Saved entries:
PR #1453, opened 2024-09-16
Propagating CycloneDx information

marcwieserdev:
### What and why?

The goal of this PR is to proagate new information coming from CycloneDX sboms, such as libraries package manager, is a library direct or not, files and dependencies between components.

Task statement: Every entry is to be retyped word for word.

Expected output:
PR #1453, opened 2024-09-16
Propagating CycloneDx information

marcwieserdev:
### What and why?

The goal of this PR is to proagate new information coming from CycloneDX sboms, such as libraries package manager, is a library direct or not, files and dependencies between components.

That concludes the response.